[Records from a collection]
----------

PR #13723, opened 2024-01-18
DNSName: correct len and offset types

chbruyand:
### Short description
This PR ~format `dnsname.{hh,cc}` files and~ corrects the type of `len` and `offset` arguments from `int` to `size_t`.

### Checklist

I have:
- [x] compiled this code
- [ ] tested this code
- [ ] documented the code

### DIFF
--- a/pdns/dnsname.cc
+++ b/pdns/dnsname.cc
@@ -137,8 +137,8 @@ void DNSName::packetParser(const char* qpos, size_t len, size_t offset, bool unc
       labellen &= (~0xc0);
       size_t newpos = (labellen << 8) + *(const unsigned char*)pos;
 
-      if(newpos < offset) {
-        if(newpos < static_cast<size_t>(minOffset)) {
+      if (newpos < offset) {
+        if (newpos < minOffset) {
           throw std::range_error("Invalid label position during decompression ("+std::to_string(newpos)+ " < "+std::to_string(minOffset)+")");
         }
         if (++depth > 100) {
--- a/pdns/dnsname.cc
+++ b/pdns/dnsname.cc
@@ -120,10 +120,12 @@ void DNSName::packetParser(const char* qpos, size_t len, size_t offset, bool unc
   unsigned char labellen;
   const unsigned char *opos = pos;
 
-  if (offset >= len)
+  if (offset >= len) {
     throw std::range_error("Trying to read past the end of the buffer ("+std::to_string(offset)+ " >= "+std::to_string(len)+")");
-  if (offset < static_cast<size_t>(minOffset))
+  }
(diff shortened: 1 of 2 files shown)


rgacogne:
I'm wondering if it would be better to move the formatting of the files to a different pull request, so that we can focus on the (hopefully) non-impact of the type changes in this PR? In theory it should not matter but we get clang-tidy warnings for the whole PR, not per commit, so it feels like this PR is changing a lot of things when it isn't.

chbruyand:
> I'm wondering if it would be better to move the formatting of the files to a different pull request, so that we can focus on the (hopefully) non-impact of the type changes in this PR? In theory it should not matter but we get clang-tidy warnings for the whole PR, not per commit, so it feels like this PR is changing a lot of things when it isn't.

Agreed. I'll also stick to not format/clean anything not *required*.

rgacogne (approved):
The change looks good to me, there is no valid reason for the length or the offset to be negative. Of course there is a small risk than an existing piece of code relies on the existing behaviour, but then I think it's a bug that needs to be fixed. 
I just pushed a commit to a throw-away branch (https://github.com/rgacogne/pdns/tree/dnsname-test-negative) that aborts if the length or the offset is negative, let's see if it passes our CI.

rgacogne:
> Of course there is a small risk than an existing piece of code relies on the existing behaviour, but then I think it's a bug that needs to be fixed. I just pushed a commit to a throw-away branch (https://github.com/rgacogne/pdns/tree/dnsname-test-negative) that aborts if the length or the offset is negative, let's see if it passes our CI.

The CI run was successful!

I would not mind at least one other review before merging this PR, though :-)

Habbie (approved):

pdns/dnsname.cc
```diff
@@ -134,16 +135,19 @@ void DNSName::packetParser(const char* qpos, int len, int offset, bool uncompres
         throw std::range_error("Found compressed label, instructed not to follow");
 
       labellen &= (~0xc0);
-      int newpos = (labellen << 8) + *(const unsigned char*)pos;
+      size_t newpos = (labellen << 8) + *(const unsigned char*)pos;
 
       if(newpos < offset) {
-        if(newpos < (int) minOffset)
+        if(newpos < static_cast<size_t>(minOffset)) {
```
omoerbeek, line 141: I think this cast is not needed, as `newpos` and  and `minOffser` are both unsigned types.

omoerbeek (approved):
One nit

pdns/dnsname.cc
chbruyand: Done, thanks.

----------

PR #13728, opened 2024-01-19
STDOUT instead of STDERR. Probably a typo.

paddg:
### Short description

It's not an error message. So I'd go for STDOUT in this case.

----------

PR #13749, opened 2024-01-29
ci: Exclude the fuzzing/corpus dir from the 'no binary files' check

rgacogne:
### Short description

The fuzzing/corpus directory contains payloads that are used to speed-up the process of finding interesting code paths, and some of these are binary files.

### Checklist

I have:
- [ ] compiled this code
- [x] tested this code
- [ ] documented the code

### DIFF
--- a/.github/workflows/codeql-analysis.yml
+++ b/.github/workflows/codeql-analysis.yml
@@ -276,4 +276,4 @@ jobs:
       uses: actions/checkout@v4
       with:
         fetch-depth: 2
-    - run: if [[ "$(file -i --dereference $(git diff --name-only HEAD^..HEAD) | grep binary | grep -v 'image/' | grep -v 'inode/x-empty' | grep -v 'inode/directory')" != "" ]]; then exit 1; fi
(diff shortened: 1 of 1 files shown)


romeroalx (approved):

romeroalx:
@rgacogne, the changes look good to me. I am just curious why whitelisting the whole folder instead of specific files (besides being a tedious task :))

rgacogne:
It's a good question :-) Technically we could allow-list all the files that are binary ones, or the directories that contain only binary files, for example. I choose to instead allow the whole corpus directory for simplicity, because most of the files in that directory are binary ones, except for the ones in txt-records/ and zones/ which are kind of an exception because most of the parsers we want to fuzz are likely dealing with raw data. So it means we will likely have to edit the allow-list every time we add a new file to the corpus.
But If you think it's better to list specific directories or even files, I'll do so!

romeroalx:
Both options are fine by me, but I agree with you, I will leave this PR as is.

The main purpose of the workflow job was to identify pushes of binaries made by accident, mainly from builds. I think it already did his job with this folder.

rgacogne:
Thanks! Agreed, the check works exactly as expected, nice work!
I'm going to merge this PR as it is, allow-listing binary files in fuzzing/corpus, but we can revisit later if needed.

----------

* [INSTRUCTIONS TO FOLLOW]: From the lines above, copy those that contain the word "only".

* [COMPLETED TASK]:
-    - run: if [[ "$(file -i --dereference $(git diff --name-only HEAD^..HEAD) | grep binary | grep -v 'image/' | grep -v 'inode/x-empty' | grep -v 'inode/directory')" != "" ]]; then exit 1; fi
It's a good question :-) Technically we could allow-list all the files that are binary ones, or the directories that contain only binary files, for example. I choose to instead allow the whole corpus directory for simplicity, because most of the files in that directory are binary ones, except for the ones in txt-records/ and zones/ which are kind of an exception because most of the parsers we want to fuzz are likely dealing with raw data. So it means we will likely have to edit the allow-list every time we add a new file to the corpus.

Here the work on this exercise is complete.